On explore ses sensations liées au vide et cela débouche sur la possibilité d’utiliser le vide comme un point d’ancrage fort en soi, à partir duquel on peut offrir le chant à soi, puis aux autres, c’est vraiment un acte créateur. On arrive à des sensations très agréables d’espace, de liberté, de chaleur, de présence, d’amour. Je le laisse goûter ces sensations.

A la fin de l’entretien, il me dit à propos du vide :

- Et ce que cela m’a apporté aussi c’est de ne plus voir ce vide en moi comme un problème ou une honte mais comme une force. Et ça c’est nouveau pour moi. Et avec ce vide, on a toujours la place pour accueillir quelque chose de nouveau.

A la fin de l’entretien, A. a l’air détendu. Il est plus calme qu’à l’arrivée et parle beaucoup moins vite. Un sourire confiant éclaire son visage. J’ai eu des nouvelles la semaine suivante, A. avait passé une audition qui s’était très bien passée.

 

Lors de cet entretien, j’ai pris le parti de proposer de dégager de l’espace au fur et à mesure, tout ce qui l’empêchait de « bien » chanter. Quand il ne reste plus rien : il y a le vide, il y a lui, il y a le chant, il y a l’enfant.
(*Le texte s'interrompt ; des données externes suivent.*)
PR #4956, opened 2022-03-11
Feature: horizontal nav dropdowns

### LINKED ISSUE #4823: As a site owner, I can use a "Horizontal" version of the menu block that displays the menu depth in dropdown menus
# Story

As a site owner, I can use a "Horizontal" version of the menu block that displays the menu depth in dropdown menus

# Proposed solution

View my latest comment below for progress notes.

### LINKED ISSUE #5061: As a developer, I can integrate the `accessible-menu` library into uids_base to use with our secondary menus
# Story

As a developer, I can integrate the `accessible-menu` library into uids_base to use with our secondary menus

In order to unblock https://github.com/uiowa/uiowa/issues/4823, this work needs to be done. 

# Proposed solution

- Work with https://github.com/NickDJM/accessible-menu/pull/168 that is in https://github.com/uiowa/uiowa/pull/4956. 
  - There are a series of checkboxes on the `accessible-menu` pull request documenting the work to be finished.

bspeare:
Resolves #4823. 
Resolves #5061.

# To test
1. Setup:  
    a. `composer install`
    b. `blt frontend`
    c. Test on Tippie and Sandbox `blt ds --site=tippie.uiowa.edu` and `blt ds --site=sandbox.uiowa.edu --define drush.aliases.remote=sandbox.dev`
    d. `drush @tippie.local uli iowa-mba/curriculum-iowa-mba` and `drush @sandbox.local uli media`
    e. Go to the above pages to test out dropdowns. 
2. Tab through until you get to the menu (Shift+tab traverses backwards). 
    a.  If you hare focusing a menu dropdown indicator, space should toggle it open and closed.
    b.  If you hare focusing a menu dropdown indicator, enter should toggle it open and closed.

Il est passé d’être centré sur l’extérieur (les autres, les règles…) à être centré sur lui-même et la rencontre intime peut avoir lieu… et soudain : l’important n’est plus de « bien chanter » mais de voir l’état de grâce offert par le chant, d’accueillir ce cadeau pour soi pour pouvoir ensuite l’offrir aux autres.  Le vide n’est plus quelque chose d’effrayant mais devient une ressource immense, comme le dit si bien A. « un point d’ancrage fort en soi à partir duquel on peut créer ».